§ **Try it**: Please print the data again exactly as given.

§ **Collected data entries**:
PR #1310, opened 2016-02-19
Projections

particlebanana:
### DO NOT MERGE

This PR represents the initial work for projections on both the parent and child criteria. It finally brings official support for `select` and adds a `.select()` method to the deferred object. It also adds support for using `select` inside of criteria in a `populate`. 

One thing to note is that any primary keys and foreign keys used in a join will always be selected. This is unavoidable due to the way we currently build up join queries and combine results in cross-adapter populates.

The first thing that needs to happen is tests in [Waterline Adapter Tests](https://github.com/balderdashy/waterline-adapter-tests) to ensure things won't break across the officially supported adapters. There is a corresponding PR in [Waterline Sequel](https://github.com/balderdashy/waterline-sequel/pull/80) that needs to be brought in for the SQL adapters and I'm sure there will be some slight tweaks that need to happen in the Mongo adapter.

**Example Use:**

```javascript
// Deferred Object Style
User.find()
.select(['name', 'age'])
.where({
  age: {
    '>': 21
  }
})
.exec(function(err, users) {});
```

```javascript
// Populate projections
User.find()
.select(['name', 'age'])
.populate('pets', { select: ['breed', 'name'] })
.exec(function(err, users) {});
```

```javascript
// Callback style
User.find({ select: ['name', 'age'] }, function(err, users) {});
```

### DIFF
--- a/lib/waterline/query/deferred.js
+++ b/lib/waterline/query/deferred.js
@@ -189,9 +189,17 @@ Deferred.prototype.populate = function(keyName, criteria) {
       select.push(val.columnName);
     });
 
-    // Ensure the PK and FK on the parent are always selected - otherwise things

§ **Response box**:
PR #1310, opened 2016-02-19
Projections

particlebanana:
### DO NOT MERGE

This PR represents the initial work for projections on both the parent and child criteria. It finally brings official support for `select` and adds a `.select()` method to the deferred object. It also adds support for using `select` inside of criteria in a `populate`. 

One thing to note is that any primary keys and foreign keys used in a join will always be selected. This is unavoidable due to the way we currently build up join queries and combine results in cross-adapter populates.

The first thing that needs to happen is tests in [Waterline Adapter Tests](https://github.com/balderdashy/waterline-adapter-tests) to ensure things won't break across the officially supported adapters. There is a corresponding PR in [Waterline Sequel](https://github.com/balderdashy/waterline-sequel/pull/80) that needs to be brought in for the SQL adapters and I'm sure there will be some slight tweaks that need to happen in the Mongo adapter.

**Example Use:**

```javascript
// Deferred Object Style
User.find()
.select(['name', 'age'])
.where({
  age: {
    '>': 21
  }
})
.exec(function(err, users) {});
```

```javascript
// Populate projections
User.find()
.select(['name', 'age'])
.populate('pets', { select: ['breed', 'name'] })
.exec(function(err, users) {});
```

```javascript
// Callback style
User.find({ select: ['name', 'age'] }, function(err, users) {});
```

### DIFF
--- a/lib/waterline/query/deferred.js
+++ b/lib/waterline/query/deferred.js
@@ -189,9 +189,17 @@ Deferred.prototype.populate = function(keyName, criteria) {
       select.push(val.columnName);
     });
 
-    // Ensure the PK and FK on the parent are always selected - otherwise things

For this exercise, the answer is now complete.